Home Law Implementing the Cape Town Convention and the Domestic Laws on Secured Transactions
Status of International Interests in Insolvency Proceedings
Basic Rule: Applicable Law - Functionalism
The Cape Town Convention requires that a registered international interest remains effective even after the insolvency proceedings commence against the debtor. However, the Base Convention leaves the issue of the international interest’s status under the insolvency proceedings to the applicable law. Therefore, whether the exercise of an international interest is stayed or whether the obligation under the agreement may be modified, is determined by the applicable law of insolvency.
The Alternatives on the Enforceability of International Interests After Commencement of Insolvency Proceedings
It is, however, critical in structuring the asset based financing, in particular with regard to credit rating of equipment trust certificates, whether or not the right of the creditor is affected by the commencement of insolvency proceedings. For this reason, the Protocols provide detailed rules on the issue, applicable if a Contracting State opts in by a declaration. Basically, a registered international interest can be enforced even after an insolvency proceedings are commenced against the debtor, without being stayed either automatically or by an order of the court. Thus, the registered international interest under the Cape Town Convention is “bankruptcy remote.”

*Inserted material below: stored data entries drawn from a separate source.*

PR #1241, opened 2024-10-14
changes to accessibility list-items

ayush5harma:
adds spoken_description property and changes response type to json with below keys 
```
 {
            'platform_identifier': hexadecimal string of raw bytes obtained from apple API 
            'estimated_uid': element UID as returned and used by appium and WDA
            'caption': as as previous API response
            'spoken_description': mostly same as caption except for certain cases such as latin languages which are not spoken like english such as Portuguese etc.
        }
```
output of list-items - https://app.warp.dev/block/ThOGg6XvGEZBJwvseWPwKN 
corresponding screens accessibility tree as obtained using WDA for reference - https://app.warp.dev/block/oMlvxORH9aJpb7CA8U0rkR 

the added `estimated_uid` allows 1:1 mapping

### DIFF
--- a/pymobiledevice3/cli/developer.py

Furthermore, all three Protocols provide a provision that differ in the extent of the power that the creditor with a registered international interest can exercise in insolvency proceedings, and require the State that opts in the provision to choose one of these alternatives. Alternative A under all three Protocols ensure that the creditor is entitled to private enforcement of its international interest: the insolvency administrator or debtor, unless it cures all defaults (other than the opening of insolvency proceedings, which may itself be an event of default) and agrees to perform all future obligations under the agreement within the waiting period, must give possession of the object encumbered with an international interest to the creditor. The length of the waiting period is specified by the State in its declaration. Alternative A is apparently inspired by sections 1110 and 1168 of the Bankruptcy Code of the United States, which is known to have supported the development of equipment trust certificates market.
Even under Alternative B of all the Protocols, it remains the case that the insolvency administrator or debtor must choose either to cure all defaults and agree to perform all future obligations or to give the creditor the opportunity to take possession of the object in accordance with the applicable law. However, pursuant to the applicable law, the court may require that the creditor take additional steps or provide an additional guarantee. This means that the “bankruptcy remote” structure is somewhat qualified if Alternative B is applicable. Under Alternative C, contained only in the Luxembourg Rail Protocol, private enforcement can be suspended by the court order on condition that all the sums accruing to the creditor continue to be paid and that the insolvency administrator or debtor performs all other obligations. The insolvency administrator or debtor must first choose, within the cure period, either to cure all defaults and agree to perform all future obligations or to give the creditor the opportunity to take possession of the object. Then it may, before the cure period ends, apply for a court order suspending the repossession by the creditor. Limiting the private enforcement in such a manner reflects the nature of enforcement over railway rolling stock: because it may be delivered only by driving on the rail, the support by the court will anyway be required.